Manipulation of α reveals turnover of cluster markers
(A) AUC values for the top marker per cluster at zero, low, high, and maximum (α = 1) values of α for multiple samples, an in vitro murine hematopoiesis assay at day 2, a BRAF inhibitor-treated clonal melanoma cell line WM989B, and directed differentiation of induced pluripotent stem cells (iPSCs) toward a cardiomyocyte fate, a system where extrinsic determinants of cell fate are expected be dominant over clone barcodes.18 “Global p” indicates the p value for the non-parametric Kruskal-Wallis test with Bonferroni correction. When “global p” was less than 0.05, pairwise Wilcox tests were performed with Bonferroni correction. Annotations above boxes indicate the corrected Wilcox test p value compared with α = 0 (n.s., not significant; ∗∗∗p < 0.001).

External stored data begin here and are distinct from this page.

PR #3122, opened 2025-09-23
physica:0.9.6

Leedehai:
I am submitting
- [ ] a new package
- [x] an update for a package

* Remove differential's smart spacing -- though this space is recommended by TeXBook, it creates a bug https://github.com/Leedehai/typst-physics/issues/63.
* *Adding rising and falling edge support (#62)
* Allow passing multiple conditions to Set by using the array syntax (#59)

PR #3312, opened 2025-10-25
physica:0.9.7

Leedehai:
I am submitting
- [ ] a new package
- [x] an update for a package

* **(breaking)** In derivative `dv` and partial derivative `pdv`, rename argument `s` to `style`. For the original argument value `s:\/`, write `style:"horizontal"` instead, just like what you would write in [`math.frac`](https://staging.typst.app/docs/reference/math/frac/) starting from Typst 0.14.0.
* **(breaking)** In differential `dd`, rename argument `p` to `prod`.
* Fix isotope so that it can also be rendered in text mode
* Make hbar based on `U+210e` directly instead of on `sym.planck`, because since Typst 0.14.0 `sym.planck` is the reduced Planck constant, taking the place of the deprecated `sym.planck.reduced`
* Replace `angle.r` and `angle.l` with `chevron.r` and `chevron.l`, as required by the deprecation notice of Typst 0.14.0.

### DIFF
--- a/packages/preview/physica/0.9.7/physica.typ
+++ b/packages/preview/physica/0.9.7/physica.typ
@@ -143,6 +143,8 @@
 
 // == Braces
 
+// Use a semicolon to delimit the expression and condition,
+// e.g. Set(a_n), Set(a_i; forall i), Set(vec(1,n); forall n, n|2)
 #let Set(..args) = {
   let expr = args.pos().at(0, default: none)
   let cond = args.pos().at(1, default: none)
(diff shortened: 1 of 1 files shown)


Leedehai:
Hi - the failed check are all warnings generated by https://github.com/typst/package-check, and I confirm they are actually intended (like [before](https://github.com/typst/packages/pull/3122#issuecomment-3326272915)). If I can, I wish to suppress those warnings with in-file annotations, like `@typst-package-check:disable-next-line:kebab-case`.

elegaanz:
Thanks for the reminder. Don't worry too much about it, ultimately packages are reviewed by humans and we can tell that kebab-case doesn't make sense in this context. The warnings reported by CI never prevent a package from being merged, they are here to bring our attention to some potential issues. I want to provide some way to turn them off, but I don't know if it should done with in-file annotations, I still need to think about it.

PR #3319, opened 2025-10-25
october:1.0.1

extua:
I am submitting
- [ ] a new package
- [x] an update for a package

Description:

Small changes to the design of the calendar to set margin and text size in main document; remove the border around month headings and align them to the left. Mostly inspired by @sermuns.


elegaanz:
Thank you.

PR #3320, opened 2025-10-25
ilm:1.4.2

talal:
I am submitting
- [ ] a new package
- [x] an update for a package

### Changes
- Changed `author` option from string to content type.


elegaanz:
`document.author` can only be a string or an array of strings, passing content there would break the compilation. You should convert it back to a string.

talal:
My bad, thanks for the review.

I've reverted the changes in my repo and I'm closing this PR.

PR #3329, opened 2025-10-26
numty:0.1.0

PabloRuizCuevas:
I am submitting
- [ ] a new package
- [x] an update for a package

- Added Matrix determinant for nxn matrix
- Added test and updated documentation


packages/preview/numty/0.1.0/README.md
```diff
@@ -0,0 +1,139 @@
+## Numty
+
+### Numeric Typst
+
+A library for performing mathematical operations on n-dimensional matrices, vectors/arrays, and numbers in Typst, with support for broadcasting and handling NaN values. Numty’s broadcasting rules and API are inspired by NumPy.
+
+```typ
+#import "numty.typ" as nt
```
elegaanz: It would be better to show how to import the package from Universe, with `"@preview/numty:0.1.0"`.

packages/preview/numty/0.1.0/README.md
```diff
@@ -0,0 +1,139 @@
...
+
+Numty uses standard typst list as a base type, most 1d operations like dot are suported directly for them.
+
+For matrix specific operations we use 2d arrays / nested arrays, that are also the standard typst list, but nested like in: ((1,2), (1,1)). 
+
+For convenience you can create column or row vectors with the #nt.c and #nt.r functions.
+
+```typ
+#import "numty.typ" as nt
+#import "numty.typ": c, r
```
elegaanz: Same here.

packages/preview/numty/0.1.0/test.typ
elegaanz, line 1: I'm not sure it is relevant to copy this file here, it seems to be only useful for development purpose.

packages/preview/numty/0.1.0/typst.toml
```diff
@@ -0,0 +1,11 @@
+[package]
+name = "numty"
+version = "0.1.0"
+entrypoint = "lib.typ"
+authors = ["Pablo Ruiz Cuevas"]
+license = "MIT"
+description = "Numeric Typst"
```
elegaanz: I think the description could be more complete. Rephrasing your README, it could say something along the lines of "Perform mathematical operations on n-dimensional matrices, vectors/arrays, and numbers".

elegaanz:
Hey, just a quick reminder that there are some small things to fix before this version can get published. Do you think you will have some time in the coming days to finalize that?

PabloRuizCuevas:
Yes, will fix them soon, didn’t see the post before, thanks for the reminder.On Mon, 1 Dec 2568 BE at 23:56 Ana Gelez ***@***.***> wrote:elegaanz left a comment (typst/packages#3329)
Hey, just a quick reminder that there are some small things to fix before this version can get published. Do you think you will have some time in the coming days to finalize that?

packages/preview/numty/0.1.0/test.typ
PabloRuizCuevas: I exclude it in the toml

packages/preview/numty/0.1.0/typst.toml
PabloRuizCuevas: done

packages/preview/numty/0.1.0/README.md
PabloRuizCuevas: ok

packages/preview/numty/0.1.0/README.md
PabloRuizCuevas: ok

PabloRuizCuevas:
Should be it i think test.typ is already excluded in the toml, so changing the path will break it.

PabloRuizCuevas:
Please don't merge yet, I need to fix something more

elegaanz:
No worries, take all the time you need.

> Should be it i think test.typ is already excluded in the toml, so changing the path will break it.

Excluding it will only remove it from the final archive that users download when importing the package, the file will still be committed to this repository. We try to not commit development files here, to keep the repository as small as possible. Even we can agree that your test file is not the largest, I would prefer to always apply this rule. If we start making exceptions, we would have to judge where the limit between "small enough" and "too large to be acceptable" is.

The `exclude` key in your manifest could be edited to not contain this path anymore, or kept as is: if an excluded file is not found, the bundler will proceed without errors., considering it is already absent.

PabloRuizCuevas:
Ok I deleted the test file and take out from the exclude , should be ready to merge

elegaanz:
Thanks!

(B–D) Sankey diagram including all barcoded cells from various samples (see STAR Methods) depicting transcriptome clusters, low α clusters, and high α clusters. Cells positive for the respective marker that are present in the cluster of interest are marked purple (“True Positive”) while cells positive for the marker but not present in the cluster of interest are marked gray (“False Positive”). Positivity thresholds were determined as described in STAR Methods. Area-under-the-curve (AUC) for the marker is annotated above the cluster nodes. Representative markers are chosen to demonstrate markers whose classifier strength persists across α values (B), markers that are only strong in transcriptome clusters (C), and markers that are stronger at high and low α values (D).